The idea, according to a 2019 Neuralink paper published in IEEE, is to "mix both the intelligences and achieve a symbiosis between human and AI," and thereby increase human cognitive and perceptual capacities to even the odds.

In a symbiotic relationship with AI, new human powers could include superhuman vision, accessing real-time playback of recent events, or even downloading your brain into a computer, for safe-keeping.

Cyberpunk highlights need for AI symbiosis to thrive in economic environments

However, Neuralink faces serious challenges before it can claim an AI-human symbiosis. "There's a problem with getting electrical signals out of the brain, and that is that they're very small," said Assistant Professor Andrew Hiles at the University of California, to Business Insider.

A world where humans live and work in direct, neurological symbiosis with AI via Elon Musk's Neuralink device is difficult to imagine, but the genre of cyberpunk — which boldly points to the commodification of everything in a dystopic future — aptly shows the differences cybernetic and AI enhancements offer.

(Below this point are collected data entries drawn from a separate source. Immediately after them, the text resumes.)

PR #2043, opened 2026-03-18
feat: collect and log per-engine inference server metrics to W&B

mikasenghaas:
Poll vLLM Prometheus /metrics endpoints from the orchestrator to track `num_requests_running`, `num_requests_waiting`, and `kv_cache_usage_perc` per server and per engine. Values are averaged over a sliding window of the last 20 fetches. Also switch EventLoopLagMonitor to use deque for improved performance.

**Single Node**

Screenshot 2026-03-18 at 4 42 30 PM

**Multi Engine**

Screenshot 2026-03-18 at 6 27 50 PM

**Multi Node & Multi Engine**

---

> [!NOTE]
> **Medium Risk**
> Adds background polling of inference servers’ `/metrics` endpoints and injects the results into orchestrator W&B logging, which could affect training-loop performance or introduce failures if metrics endpoints are slow/flaky (though failures are logged and skipped). Also changes HTTPX admin client connection limits and event-loop lag tracking implementation.
> 
> **Overview**
> Adds optional (`orchestrator.collect_inference_metrics`, default `True`) collection of vLLM Prometheus `/metrics` from all inference servers and logs **per-server, per-engine running averages** (e.g. running/waiting requests, KV cache usage, plus token throughput rates) to W&B under `inference/*`.
> 
> Implements a new `InferenceMetricsCollector` that polls in the background (5s interval, 20-sample window), handles dynamic pool membership, and is started/stopped by the orchestrator; the step loop snapshots and merges these metrics into the main log payload.
> 
> Separately, `EventLoopLagMonitor` now uses a bounded `deque` instead of list trimming, and admin HTTP clients increase connection pool limits to better support concurrent admin/metrics requests. Changelog and unit tests are updated accordingly.
> 
> <sup>Written by [Cursor Bugbot](https://cursor.com/dashboard?tab=bugbot) for commit e4adb5885804bebbd222936976e48b837e0e8701. This will update automatically on new commits. Configure [here](https://cursor.com/dashboard?tab=bugbot).</sup>


eexwhyzee:
@mikasenghaas i think you should be able to configure wandb sdk to scrape openmetrics/prometheus endpoints, see: https://wandb.ai/dimaduev/dcgm/reports/Monitoring-GPU-cluster-performance-with-NVIDIA-DCGM-Exporter-and-Weights-Biases--Vmlldzo0MDYxMTA1

so essentially you would only need to update the [wandb monitor init](https://github.com/PrimeIntellect-ai/prime-rl/blob/main/src/prime_rl/utils/monitor/wandb.py#L45) to allow passing in the settings config that defines the openmetrics endpoints and metrics filters

edit: ahh the downside with this direct wandb approach is that i don't think there's a way to apply any calculations to the metric values (like averaging over a sliding window), it just scrapes the raw values and sends it to wandb

mikasenghaas:
@eexwhyzee ah nice, i acc didn't know abt this. i think there is a couple of reasons we might want to keep programmatic control over this logging tho rather than being boxed in by the wandb sdk:
- elastic inference pools
- log with custom keys
- as you say, apply calculations/ aggregations (altho i acc much prefer a time x-axis for sys metrics over an ema logged per step)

We may already live in a cyberpunk future

In some ways, we already live in a cyberpunk future — constantly saturated with useless or misleading information in the guise of personal meaning that more often than not isn't helpful. The ability to scale up our processing power would allow us to sift through the slush of social media noise and groundless arguments, and discern a higher-resolution awareness of one's situation at a fraction of the effort — revealing new economic and financial opportunities that an organic brain would take years (or easily, lifetimes) to uncover.

"Feels weird helping make (hopefully good version of) Cyberpunk come true," tweeted Elon Musk, in reply to himself. "If you've worked on advanced wearables, phones or robots, those skills are needed," added Musk in a subsequent tweet.

You don't have to live in a cyberpunk dystopia to understand that computer-enhanced cognition is power. But in the genre, the right implants at the right time helps characters of even least means identify valuable insight on their economic reality, and leverage it faster than those who prefer a plain brain. With this in mind, it's not hard to understand why Elon Musk likes the game "Cyberpunk 2077," since — at least in the game — there's no such thing as upward mobility without computer-enhanced cognition.